WHAT IS REQUIRED |
Copy all of the data below exactly as it is given.

[Records drawn from a dataset]
Segment Open

PR #313, opened 2024-07-11
Fix issue #312

### LINKED ISSUE #312: [BUG] Unable to merge ions
Related to the discussion [here](https://github.com/OpenBioSim/sire/pull/210), it is currently not possible to merge a water molecule with an ion since the RMSD alignment fails due to there not being enough degrees of freedom. In this case, we should skip the alignment and return an RMSD score of zero for the mapping. This will be useful for creating alchemical waters for use with SOMD2.

lohedges:
This PR fixes #312 by skipping RMSD alignment when merging monatomic ions with other molecules, e.g. water when creating an alchemical ion. When a single item mapping is detected and one of the molecules has a single atom, then we skip the alignment and simply replace the coordinates of the mapped atom with those of the reference. A similar approach could be applied in the mapping/merging code with Sire.

(Note that there is some code duplication below since we still have two scoring functions, one for RDKit mappings, and one for Sire.)

## Suggested reviewers:
@chryswoods

### DIFF
--- a/python/BioSimSpace/Align/_align.py
+++ b/python/BioSimSpace/Align/_align.py
@@ -1547,22 +1547,47 @@ def _rmsdAlign(molecule0, molecule1, mapping=None, property_map0={}, property_ma
     mol0 = molecule0._getSireObject()
     mol1 = molecule1._getSireObject()
 
+    # Do we have a monatomic ion?
+    if (molecule0.nAtoms() == 1) or (molecule1.nAtoms() == 1):
+        is_ion = True
+    else:
+        is_ion = False
+
     # Convert the mapping to AtomIdx key:value pairs.
     sire_mapping = _to_sire_mapping(mapping)
 
     # Perform the alignment, mol0 to mol1.
-    try:
+    if len(mapping) == 1 and is_ion:
+        idx0 = list(mapping.keys())[0]
+        idx1 = list(mapping.values())[0]
+        # Replace the coordinates of the mapped atom with those of the reference.
         mol0 = (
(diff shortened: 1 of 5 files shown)


lohedges:
Bah, it looks like all of the AMBER related tests on Linux have inexplicably started failing. It appears that the `sander.LES` executable is being used, so perhaps this isn't working as expected, or behaves differently for the same input. Will try to debug locally. Amazing that this happens two days after release.

```
FAILED tests/Process/test_amber.py::test_minimise[backbone] - AssertionError: assert not True
 +  where True = <bound method Process.isError of BioSimSpace.Process.Amber(<BioSimSpace.System: nMolecules=631>, BioSimSpace.Protocol.Minimisation(steps=100, restraint='backbone', force_constant=10.0 kcal_per_mol/angstrom**2), exe='$PREFIX/bin/sander.LES', name='test', work_dir='/tmp/tmp5cpac605', seed=None)>()
```

lohedges:
Nope, it's the exact same version of `ambertools`, which matches the version that I have locally:

```
    ambertools:                       23.6-cuda_None_nompi_py310ha112c55_105 conda-forge
```

Everything is fine locally, and for the builds the other day. If a single Python variant failed then I'd think that it was a freak occurrence, but all of them did :man_shrugging:

lohedges:
Looks like the issue is that `sander.LES` is the first executable with `sander` that it's detecting during the CI. I've excluded `LES` from that match. Fingers crossed it works.

lohedges:
Yes, that did the trick. Really confused why this just started happening. Would have been nice if it happened _before_ the release, since it's possible that people creating a fresh environment will experience the problem.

Segment Closed

REPLY TO THE TASK |
PR #313, opened 2024-07-11
Fix issue #312

### LINKED ISSUE #312: [BUG] Unable to merge ions
Related to the discussion [here](https://github.com/OpenBioSim/sire/pull/210), it is currently not possible to merge a water molecule with an ion since the RMSD alignment fails due to there not being enough degrees of freedom. In this case, we should skip the alignment and return an RMSD score of zero for the mapping. This will be useful for creating alchemical waters for use with SOMD2.

lohedges:
This PR fixes #312 by skipping RMSD alignment when merging monatomic ions with other molecules, e.g. water when creating an alchemical ion. When a single item mapping is detected and one of the molecules has a single atom, then we skip the alignment and simply replace the coordinates of the mapped atom with those of the reference. A similar approach could be applied in the mapping/merging code with Sire.

(Note that there is some code duplication below since we still have two scoring functions, one for RDKit mappings, and one for Sire.)

## Suggested reviewers:
@chryswoods

### DIFF
--- a/python/BioSimSpace/Align/_align.py
+++ b/python/BioSimSpace/Align/_align.py
@@ -1547,22 +1547,47 @@ def _rmsdAlign(molecule0, molecule1, mapping=None, property_map0={}, property_ma
     mol0 = molecule0._getSireObject()
     mol1 = molecule1._getSireObject()
 
+    # Do we have a monatomic ion?
+    if (molecule0.nAtoms() == 1) or (molecule1.nAtoms() == 1):
+        is_ion = True
+    else:
+        is_ion = False
+
     # Convert the mapping to AtomIdx key:value pairs.
     sire_mapping = _to_sire_mapping(mapping)
 
     # Perform the alignment, mol0 to mol1.
-    try:
+    if len(mapping) == 1 and is_ion:
+        idx0 = list(mapping.keys())[0]
+        idx1 = list(mapping.values())[0]
+        # Replace the coordinates of the mapped atom with those of the reference.
         mol0 = (
(diff shortened: 1 of 5 files shown)


lohedges:
Bah, it looks like all of the AMBER related tests on Linux have inexplicably started failing. It appears that the `sander.LES` executable is being used, so perhaps this isn't working as expected, or behaves differently for the same input. Will try to debug locally. Amazing that this happens two days after release.

```
FAILED tests/Process/test_amber.py::test_minimise[backbone] - AssertionError: assert not True
 +  where True = <bound method Process.isError of BioSimSpace.Process.Amber(<BioSimSpace.System: nMolecules=631>, BioSimSpace.Protocol.Minimisation(steps=100, restraint='backbone', force_constant=10.0 kcal_per_mol/angstrom**2), exe='$PREFIX/bin/sander.LES', name='test', work_dir='/tmp/tmp5cpac605', seed=None)>()
```

lohedges:
Nope, it's the exact same version of `ambertools`, which matches the version that I have locally:

```
    ambertools:                       23.6-cuda_None_nompi_py310ha112c55_105 conda-forge
```

Everything is fine locally, and for the builds the other day. If a single Python variant failed then I'd think that it was a freak occurrence, but all of them did :man_shrugging:

lohedges:
Looks like the issue is that `sander.LES` is the first executable with `sander` that it's detecting during the CI. I've excluded `LES` from that match. Fingers crossed it works.

lohedges:
Yes, that did the trick. Really confused why this just started happening. Would have been nice if it happened _before_ the release, since it's possible that people creating a fresh environment will experience the problem.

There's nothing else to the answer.